NVIDIA Blackwell Ultra Delivers up to 50x Better Performance and 35x Lower Costs for Agentic AI. NVIDIA ships the GB300 NVL72 Blackwell Ultra claiming up to 50× throughput per megawatt and 35× lower cost per token for low-latency agentic AI. That performance and cost shift changes deployment tradeoffs for outcome engineers — enabling longer contexts, denser agent orchestration, or tighter SLAs at much lower inference expense (Principle 11, 12).

WebMCP Proposal. WebMCP defines a schema-driven web API that exposes web app functions as discoverable tools so browser and LLM agents can act directly inside interfaces with shared context. That makes web UIs callable and permissionable by agents instead of brittle scraping, simplifying tool discovery and reducing integration friction for product-facing agents (Principle 03, 06).

Asynchronous Verified Semantic Caching for Tiered LLM Architectures. Apple publishes an asynchronous, verified semantic caching approach to safely reuse LLM responses across tiered models, cutting inference cost and latency without sacrificing correctness. Outcome engineers can adopt safe caching to push more traffic to cheap tiers while preserving per-request guarantees, changing how you design tiering and cache invalidation (Principle 02, 14).

The Multi-Model Database for AI Agents: Deploy SurrealDB with Docker Extension. SurrealDB presents a unified vectors+graphs+documents+relational engine and ships a Docker extension for easy local-to-prod deployment. Consolidating agent memory and RAG storage into one low-latency store reduces retrieval complexity and integration surface area for agent pipelines in production (Principle 06, 11).
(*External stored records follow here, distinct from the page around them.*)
Issue #375, opened 2018-09-20
asynchronous profile pictures


Larspolo:
# Feature request

## Description
The profile pictures need to load asynchronous to improve speed on especially the assignment overview page where there is a large list of students that all load in with their profile picture

Archifer:
What do you mean exactly by loading asynchronous? Do you only mean it for the front-end?, for example show only the first n students with then a button of load n more, or how do you exactly see this enhancement?

engelhamer:
Current alle pictures are loaded along with the page, which introduces a
delay. Loading the pictures asynchronously (independent of the page itself)
this should make the page feel quicker. This does not require any
alterations to the amount of cards shown.

>

Archifer:
Ooh oke I was thinking in another way, but this makes way more sense thanks!

Airgetfrog:
Is this being handled? If not, could someone give a clear overview of the issue (and relevant code)? From what I've seen it doesn't look to be an issue (profile pictures are loaded from url when student cards render, student cards render once filteredjournals exists, filteredjournals only exists when assignmentAPI get returns, i.e. the rest of the page data already exists)?

Larspolo:
![image](https://user-images.githubusercontent.com/11822478/46581231-64526900-ca35-11e8-98cd-f5fd6f520ba8.png)
The profile picture is only a url when its: the default profile picture, or connected to a canvas user. Else you get this b64 string back that takes can easily be half a MB. As a solution I would suggest to store the profilepictures in the user folder iso as a b64 string in the db

Larspolo:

Models That Prove Their Own Correctness. Apple describes self-proving models that emit interactive proofs certifying outputs to verifiers, providing per-input correctness guarantees rather than only average metrics. That introduces a practical path to auditability and real-time validation for critical agentic decisions, a powerful lever for outcome validation and trust (Principle 02, 16).